Many traditional treatments and preventative protocols for compassion fatigue are readily available online.4  Here is my contribution to that body of belief, my Top Ten List of Ways to Take Care of Your Precious Self and Prevent Compassion Fatigue:

 

1.  Practice detachment.  While our profession is often is fraught with codependency and excessive oxytocin syndrome5, the study of detachment in psychology is growing. Tap into learning about codependency and healthy detachment, seek out group supports, learn to meditate (a terrific tonic against compassion fatigue), get a black belt in detachment from Codependents Anonymous or from certain therapy rock stars.  Here is my summary of this vast work:

 

DETACH = Don't Even Think About Changing Him/Her

 

May this acronym carry you to deeper peace, more bliss and dare I say it, clinical enlightenment! Once you realize, deep in your gut, that you alone cannot change anyone, and you seek out support for these natural principles, even in the face of challenges life becomes easier.

 

2. Practice good sleep hygiene.  Our culture is unique in its pervasive disrespect for sleep. This is not only the media's fault, it is a perverse cultural error. In order to maximize the quality of your sleep, put away electronic devices and glowing screens large or small at least one hour before bedtime. We now know the stimulation of screens reduces melatonin levels in your brain by 22%, which in turn disrupts REM cycles and normal stages of sleep.6   

 

Moreover, do not watch the news before bedtime.  Why?

 

            News = Negative Entertainment, Weather & Scandals! 

 

 

The principal purpose of mass news media is to sell products, and to stimulate worry (which sells products). Watching the news  at bedtime infuses toxic imagery into your mind.   Let it go!

 

3. Highly Sensitive People (HSP). If you are a HSP, you are more likely to experience inflammatory reactions to artificial substances.7 And anything that challenges your immune system can accelerate compassion fatigue.

 

Explore the emerging research on orthomolecular psychiatry (i.e. how food affects mood).  Be mindful of the effects of caffeine, refined carbohydrates, artificial colors, sweeteners, additives, alcohol, and the lotions and potions you put on your body.  All of this affects mood, metabolism, personality and pending compassion fatigue.8

 

4. Daily Ecstatic Seizure (DES).  Build into your day at least 10 minutes where you are able to do one or more of the following: laugh, dance, sing, listen to awesome music, do an entertaining cardio workout (e.g.
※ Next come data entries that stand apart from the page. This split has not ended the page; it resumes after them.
PR #1261, opened 2025-02-20
abis/mlibc: Get rid of the mlibc abi

mintsuki:


avdgrinten:
As mentioned on Discord, I'd like to avoid the duplication here.

mintsuki:
I think we should not be concerning ourselves with data deduplication for things we ourselves are making it so they are per-port.

mintsuki:
Also, note, CI keeps failing for no clear reason.

mintsuki:
> Also, note, CI keeps failing for no clear reason.

this works now.

Dennisbonke (approved):
LGTM

PR #1267, opened 2025-02-23
options/posix: Implement shm{at,ctl,dt,get}

mintsuki:


avdgrinten:
Testing the basic functionality of each function (probably a single test is enough for that) would be nice. Otherwise, LGTM.

PR #1269, opened 2025-02-24
options/bsd: Implement getloadavg()

mintsuki:


sysdeps/linux/generic/sysdeps.cpp
```diff
@@ -1795,6 +1795,20 @@ int sys_readlink(const char *path, void *buf, size_t bufsiz, ssize_t *len) {
 	return 0;
 }
 
+#if __MLIBC_BSD_OPTION
+// getloadavg() from musl
+int sys_getloadavg(int *nret, double *a, int n) {
+	struct sysinfo si;
+	if (n <= 0) return n ? EINVAL : 0;
+	sys_sysinfo(&si);
```
avdgrinten, line 1803: What if this fails?

options/bsd/include/mlibc/bsd-sysdeps.hpp
```diff
@@ -5,6 +5,8 @@ namespace [[gnu::visibility("hidden")]] mlibc {
 
 [[gnu::weak]] int sys_brk(void **out);
 
+[[gnu::weak]] int sys_getloadavg(int *nsample_out, double *samples, int nsample);
```
avdgrinten, line 8: I'd prefer to force the sysdep to always return 3 samples on success. `getloadavg()` (not the sysdep) can handle the case that the user passes n < 3.

mintsuki:
I believe I have addressed the concerns.

avdgrinten (approved):

PR #1271, opened 2025-02-25
options/posix: Fix sys_shmctl() to actually return its return value

mintsuki:


options/posix/include/mlibc/posix-sysdeps.hpp
```diff
@@ -243,7 +243,7 @@ int sys_vm_unmap(void *pointer, size_t size);
 [[gnu::weak]] int sys_splice(int in_fd, off_t *in_off, int out_fd, off_t *out_off, size_t size, unsigned int flags, ssize_t *out);
 
 [[gnu::weak]] int sys_shmat(void **seg_start, int shmid, const void *shmaddr, int shmflg);
-[[gnu::weak]] int sys_shmctl(int shmid, int cmd, struct shmid_ds *buf);
+[[gnu::weak]] int sys_shmctl(int *idx, int shmid, int cmd, struct shmid_ds *buf);
```
avdgrinten, line 246: Don't we use the last argument as out argument by convention?

mintsuki: No, and if we do elsewhere, we shouldn't imho

mintsuki: I will fix it in another commit for all of shm* then (this was not caught in review previously).

avdgrinten: :+1: Makes sense, thank you.

PR #1388, opened 2025-07-24
options/posix: fix bug with mkostemp

oberrow:
mkostemp would previously pass 0 to flags and flags to suffixlen when forwarding its parameters to the mkostemps function. This commit should fix that.


Dennisbonke (approved):
LGTM, good catch! Thanks for the fix.

PR #1407, opened 2025-08-09
getaddrinfo improvements

no92:


options/posix/generic/lookup.cpp
```diff
@@ -120,6 +123,9 @@ int lookup_name_dns(struct lookup_result &buf, const char *name,
 		if (response_header->identification != header.identification)
 			return -EAI_FAIL;
 
+		if ((ntohs(response_header->flags) & 0xF) == RETURN_NXDOMAIN)
```
rayanmargham, line 132: You need to handle AI_NUMERICSERV

no92: Ah, turns out this is already handled by `lookup_serv_by_name`.

Dennisbonke (approved):
LGTM

PR #1412, opened 2025-08-12
sysdeps/managarm: Add EBADF handling to sys_fsync

Dennisbonke:
`glib` testsuite expects this for invalid `fd` in `fsync`, and it matches spec. Return EBADF in fsync on closed fd's.


no92 (approved):
LGTM

PR #1426, opened 2025-08-21
sysdeps/ironclad: Enable MLIBC_MMAP_ALLOCATE_DSO

mintsuki:


sysdeps/ironclad/generic/generic.cpp
```diff
@@ -698,6 +698,10 @@ struct futex_item {
 int sys_futex_wait(int *pointer, int expected, const struct timespec *time) {
 	int ret, errno;
 	struct futex_item item = {.addr = (uint64_t)pointer, .expected = (uint32_t)expected, .flags = 0};
+	if (*pointer != expected) {
+		return EAGAIN;
+	}
```
avdgrinten: Does the kernel also check this after taking the futex lock? Since just checking it in userspace is not enough to satisfy the futex requirements.

Mintsuki: I removed this problematic hunk pending future resolution.

PR #1436, opened 2025-08-24
options/posix: fix issues with utmpx's file being created by root and being used by non root users

streaksu:


mintsuki (approved):

Dennisbonke:
Wouldn't it be beneficial to check for EPERM, and only try to reopen as read-only if we failed due to permission error?

PR #1438, opened 2025-08-28
rust-libc bindings generator updates

no92:
This seems to generate libc bindings that compile without warnings as of `0.2.175`.


Dennisbonke (approved):
LGTM

PR #1448, opened 2025-09-08
options/rtld: Implement relocations in text sections (DT/DF_TEXTREL)

oberrow:


options/rtld/generic/linker.cpp
```diff
@@ -775,18 +786,17 @@ void ObjectRepository::_parseDynamic(SharedObject *object) {
 				object->eagerBinding = true;
 
 			auto ignored = DF_BIND_NOW | DF_SYMBOLIC | DF_STATIC_TLS;
-#ifdef __riscv
-			// Work around https://sourceware.org/bugzilla/show_bug.cgi?id=24673.
 			ignored |= DF_TEXTREL;
```
Dennisbonke: We can just add this to the `auto ignored` line above no?

options/rtld/generic/linker.cpp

Bollywood Aerobics), or have sex.  The DES happens when you become a bit breathless, break a sweat, and feel a tremendous release from the activity. You can practice your DES alone or with others. 

 

One of the easiest ways to access DES in public is to head for a Laughgasm, which can be contagiously beneficial.9 To learn more, investigate the age-old tradition of Laughter Yoga, which opens the laughter reflex.  Laughter Yoga groups are meeting and laughing together in many local com-munities. The Laughgasm is one of the few socially acceptable DES experiences that doesn't require gym equipment, Wii, music, or a partner.

 

5. Meditation and/or relaxation practice.  Quite simply, if you're too busy to meditate, you're too busy. You do have control over your busyness. Recent research with PET scans demonstrates how meditation increases your brain's cortices, improves memory and cognitive ability, increases creative problem solving, concentration, stamina, and more.10 But you knew that. So do that!

 

6. Schedule massage / bodywork appointments at least once a month. Since every thought becomes a chemical reaction in your body, toxic thoughts create toxic events in your muscles and personal chemical factory. Seek out Reiki, Qigong, T'ai Chi, the Emotional Freedom Technique (EFT) or energy medicine practitioners. 11, 12, 13  

 

These self-care appointments are not luxury items.  Find something that works for you and stick with it.  You can learn to self-administer Reiki12 or EFT13 to yourself, which is easy and relatively inexpensive; and you can access these healing techniques anytime (e.g. at your desk, in a restroom, or on the train).

 

7. Call hotlines. You can't always reach your clinical supervisor, NASW peer support group, therapist, partner, spouse or confidantes. In a pinch, turn to hotlines for immediate anonymous relief, and to debrief when you think you might have a meltdown  if you can't talk to someone.14 Remember NASW-MA’s Social Workers Assistance Network (SWAN), a free, confidential colleague assistance program. You can contact SWAN at 800-635-SWAN (7926).

 

8. Plan socially nurturing outings in advance.  Make time to go be with the people who love you. Don't wait for the weekend to start making plans. As it is written, "If you fail to plan, you plan to fail." Don't wait for people to invite you out; be proactive in your  prevention of compassion fatigue.  Keep in mind the importance of the "MILK" of life:

 

MILK = Moments of Intimacy, Laughter & Kinship.

 

9. Declutter your home and office. No quantum leaping here. Do 15 minutes/day. Set a timer and take baby steps.  If you have more complex clutter or hoarding anxieties, recruit or hire a helper. Find a fellow social worker ‘clutter buddy’ with whom you can offer mutual aid.15

 

As coaches say, “Beware of what you are putting up with,” whether a faulty door lock, leaking toilet, uncomfortable eyeglasses, or a  disorganized living or working space.

 

Clutter serves as a mental energy sink, exhausting you and leaving you with little bandwidth for coping with life. Make changing it a priority.

 

10. Connect with fellow clinicians for peer support and debriefing.  It is crucial to process your issues beyond your personal therapy and friendships. You can and should make or find a group of peers. Let the group share your burden. NASW's Private Practice Shared Interest Groups (in Newton and Methuen, MA) are great places to connect and find support. Set an intention to be part of at least one group that meet "offline" to deconstruct in more detail the harsh realities of working in healthcare.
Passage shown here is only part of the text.